### Exercise directions
Say how many lines in the records hold "Element". Nothing but the number should be given.

### Stored data entries
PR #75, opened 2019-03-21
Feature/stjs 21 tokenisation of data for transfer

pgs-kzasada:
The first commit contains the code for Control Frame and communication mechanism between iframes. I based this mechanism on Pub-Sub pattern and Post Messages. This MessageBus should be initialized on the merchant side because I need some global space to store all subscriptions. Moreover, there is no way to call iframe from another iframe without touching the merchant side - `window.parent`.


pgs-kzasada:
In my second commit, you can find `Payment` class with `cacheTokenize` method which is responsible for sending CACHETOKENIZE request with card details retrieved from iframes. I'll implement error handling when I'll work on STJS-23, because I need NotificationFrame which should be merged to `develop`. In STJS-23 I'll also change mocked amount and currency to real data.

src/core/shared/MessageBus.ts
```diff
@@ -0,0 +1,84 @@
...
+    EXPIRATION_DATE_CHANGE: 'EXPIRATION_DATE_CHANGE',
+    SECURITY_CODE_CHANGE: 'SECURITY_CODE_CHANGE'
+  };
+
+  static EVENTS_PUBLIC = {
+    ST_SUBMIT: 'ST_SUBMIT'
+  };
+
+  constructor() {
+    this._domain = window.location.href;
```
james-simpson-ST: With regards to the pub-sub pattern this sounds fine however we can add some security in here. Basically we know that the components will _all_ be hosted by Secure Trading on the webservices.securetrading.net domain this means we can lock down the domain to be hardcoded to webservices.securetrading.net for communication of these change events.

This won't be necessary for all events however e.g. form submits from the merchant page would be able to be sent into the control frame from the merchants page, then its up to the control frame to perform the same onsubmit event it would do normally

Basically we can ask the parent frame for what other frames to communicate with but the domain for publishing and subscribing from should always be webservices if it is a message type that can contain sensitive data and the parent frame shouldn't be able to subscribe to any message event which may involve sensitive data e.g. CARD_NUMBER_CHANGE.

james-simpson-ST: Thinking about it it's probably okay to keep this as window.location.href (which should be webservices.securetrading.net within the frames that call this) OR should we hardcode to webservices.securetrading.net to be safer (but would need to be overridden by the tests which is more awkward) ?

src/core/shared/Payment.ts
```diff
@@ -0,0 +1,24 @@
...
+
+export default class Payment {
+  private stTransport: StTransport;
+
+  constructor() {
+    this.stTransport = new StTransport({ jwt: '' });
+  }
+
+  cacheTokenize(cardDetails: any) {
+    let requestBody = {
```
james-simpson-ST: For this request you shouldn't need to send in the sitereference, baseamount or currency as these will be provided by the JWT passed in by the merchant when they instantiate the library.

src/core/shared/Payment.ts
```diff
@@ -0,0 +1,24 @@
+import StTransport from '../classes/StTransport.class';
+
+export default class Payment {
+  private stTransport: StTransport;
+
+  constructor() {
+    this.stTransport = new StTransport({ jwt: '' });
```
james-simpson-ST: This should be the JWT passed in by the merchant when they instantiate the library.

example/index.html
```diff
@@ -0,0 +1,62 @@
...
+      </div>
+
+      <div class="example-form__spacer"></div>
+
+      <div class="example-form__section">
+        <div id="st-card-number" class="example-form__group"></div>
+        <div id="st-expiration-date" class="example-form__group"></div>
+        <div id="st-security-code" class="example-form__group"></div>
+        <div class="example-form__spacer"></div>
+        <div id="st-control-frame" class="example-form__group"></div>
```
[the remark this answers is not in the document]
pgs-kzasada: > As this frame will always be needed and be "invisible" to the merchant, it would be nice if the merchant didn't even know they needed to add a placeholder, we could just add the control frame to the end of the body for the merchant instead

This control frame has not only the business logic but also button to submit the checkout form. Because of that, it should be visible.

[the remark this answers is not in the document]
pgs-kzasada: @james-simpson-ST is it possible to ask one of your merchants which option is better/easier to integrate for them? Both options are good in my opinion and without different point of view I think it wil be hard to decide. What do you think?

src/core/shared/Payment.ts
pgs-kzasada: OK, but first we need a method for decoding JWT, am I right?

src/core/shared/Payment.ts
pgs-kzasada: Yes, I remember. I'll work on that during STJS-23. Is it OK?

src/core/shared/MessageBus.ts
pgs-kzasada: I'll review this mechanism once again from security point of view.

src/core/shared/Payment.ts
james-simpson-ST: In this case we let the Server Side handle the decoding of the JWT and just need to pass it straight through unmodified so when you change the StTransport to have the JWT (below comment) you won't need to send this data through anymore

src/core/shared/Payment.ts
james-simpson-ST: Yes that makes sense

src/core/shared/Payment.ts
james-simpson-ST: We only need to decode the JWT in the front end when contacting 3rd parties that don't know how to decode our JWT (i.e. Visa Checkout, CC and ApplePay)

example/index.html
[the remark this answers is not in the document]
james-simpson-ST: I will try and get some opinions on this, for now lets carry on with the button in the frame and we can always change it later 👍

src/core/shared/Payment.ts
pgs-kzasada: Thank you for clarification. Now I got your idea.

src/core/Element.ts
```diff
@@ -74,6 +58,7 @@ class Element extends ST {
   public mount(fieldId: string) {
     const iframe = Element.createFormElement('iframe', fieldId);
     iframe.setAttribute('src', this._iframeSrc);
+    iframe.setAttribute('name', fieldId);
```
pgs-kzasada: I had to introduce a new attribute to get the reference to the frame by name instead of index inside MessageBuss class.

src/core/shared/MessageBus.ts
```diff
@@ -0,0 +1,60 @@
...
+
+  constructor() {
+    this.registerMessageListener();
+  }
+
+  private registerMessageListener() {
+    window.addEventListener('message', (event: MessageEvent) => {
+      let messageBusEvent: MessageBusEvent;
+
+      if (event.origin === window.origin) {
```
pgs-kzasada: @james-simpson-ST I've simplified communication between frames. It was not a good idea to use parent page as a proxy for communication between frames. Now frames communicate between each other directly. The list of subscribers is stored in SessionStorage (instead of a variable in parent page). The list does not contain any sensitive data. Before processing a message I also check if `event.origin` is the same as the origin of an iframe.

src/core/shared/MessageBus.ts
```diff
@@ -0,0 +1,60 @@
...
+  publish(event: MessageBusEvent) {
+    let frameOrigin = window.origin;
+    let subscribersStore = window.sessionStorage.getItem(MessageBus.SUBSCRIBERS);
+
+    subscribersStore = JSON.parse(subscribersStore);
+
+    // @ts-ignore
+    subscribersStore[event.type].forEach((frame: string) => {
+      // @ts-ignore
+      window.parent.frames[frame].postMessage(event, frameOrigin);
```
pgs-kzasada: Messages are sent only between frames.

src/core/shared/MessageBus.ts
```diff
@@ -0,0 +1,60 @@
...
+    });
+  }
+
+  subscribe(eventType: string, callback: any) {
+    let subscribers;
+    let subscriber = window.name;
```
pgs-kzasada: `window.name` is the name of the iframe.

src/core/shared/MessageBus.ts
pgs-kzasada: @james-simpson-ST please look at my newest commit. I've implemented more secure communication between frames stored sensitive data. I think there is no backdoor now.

...

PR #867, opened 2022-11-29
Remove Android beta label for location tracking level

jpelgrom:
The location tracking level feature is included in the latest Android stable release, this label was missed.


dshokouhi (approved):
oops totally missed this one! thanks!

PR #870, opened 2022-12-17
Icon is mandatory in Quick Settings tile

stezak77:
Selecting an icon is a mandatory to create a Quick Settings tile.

### Task solution
3